Chattanooga Railroad Series: Chattanooga Traction Company (Section Along Manufacturers Road)

Monday, January 13, 2014 - by John Wilson

(Chattanooga in the 1890s had 10 railway outlets with 66 passenger trains arriving and departing daily. The town was criss-crossed with train tracks, including not only the main lines but the connecting Belt Line. It's not so often today that you get a glimpse of a train in Chattanooga, but many of the old tracks remain. Many Railroad Crossing signs and switches are still in place, but these days receive little or no use).

Some of the tracks put in place in 1913 by the energetic railroad man Charles E. James leading from his Signal Mountain Hotel down to Chattanooga are still in place and some of those are still in regular use.

James founded the Chattanooga Traction Company to provide rail service to Signal Mountain, but he also had plans for a branch line up through Red Bank and points north.

The line was initially on the Walnut Street Bridge.

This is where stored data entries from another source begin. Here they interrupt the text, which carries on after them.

PR #6363, opened 2022-05-12
Bulk bugfixes 2

### LINKED ISSUE #3714: Mwanza and Shiro (different problem)
Issue 1: Upon firing of second Shiro sub mandating access, all access effects are fired at once and the chat log shows both players what cards were accessed regardless of access effect or not.
Issue 2: Credits are not granted to Corp following the end of this access.
Issue 3: Upon successful run and access of R&D following a Shiro access, the runner accesses an additional 3 cards on top of the  extra 3 mandated by Mwanza.

### LINKED ISSUE #4455: Aumakua nolonger works with Gang Sign
If no cards are trashed turtle does not get a counter from Gang Sign triggers. Is this a rule change?

### LINKED ISSUE #5616: Shiro + Mwanzo gives way too many accesses and credits
If the runner is forced to access R&D multiple times with Mwanza Grid installed and Shiro's second sub, then jnet gives way too many accesses on the 2nd or later access. More specifically, it gives 1+3n accesses on the nth time that they access (4, 7, 10, 13...). Similarly, the payout in credits is way too much, yet different. It instead gives the sum of (2+6n) from 1 to n (8, 22, 42, 68...). To reproduce, simply rez a Mwanza on R&D and fire the Shiro second sub as however many times during a single run. It becomes relevant in normal play when using cards like Ganked and Marcus Batty to fire the subroutine multiple times.

### LINKED ISSUE #6253: Using Salsette Slums to rfg Mwanza City Grid results on a non-trigger of the 'gain credits' component
Runner has Salsette Slums installed. Corp has Mwanza CIty Grid installed on HQ.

When the more sturdy Market Street Bridge was opened in 1917, the tracks were shifted there.

The line led from the bridge straight west crossing Manufacturers Road near the American Lava plant (current Business Development Center) and on behind the Signal Knitting Mill (current antique mall and Foodworks restaurant). 

It went near Peerless Street and Houser Street, where a large car barn (or engine house) was constructed. The track went by several manufacturing facilities, including the Tennessee Paper Mills (now Rock-Tenn).

Some spur lines were built to service several industries across Manufacturers Road.

The Chattanooga Traction line went along the slope of Stringer's Ridge as it crossed near where Riverside Road joins Whitehall Road. Then it veered north toward Signal as it approached Pineville Road.

There was a Riverside Station along the curve where Riverside Road meets Manufacturers Road. Most of the Chattanooga Traction stations were torn down long ago, though the Divine station still stands beside the track at Power Corporation Drive just after it goes under the U.S. 27 freeway. It was named for early streetcar and railroad man Sam Divine.

The brick engine house was visible for many years from the freeway near the Manufacturers Road exit, but it was finally torn down.

The track follows Pineville Road before it splits at West Elmwood Drive - with one line continuing toward Signal Mountain and the other heading for Red Bank. The Valley Junction station once stood at the split. 

Passenger service was long ago discontinued on the Chattanooga Traction line, but some trains can still be seen in the vicinity of Manufacturers Road hauling freight - as well as in the section leading to Signal Mountain Cement and up through Red Bank.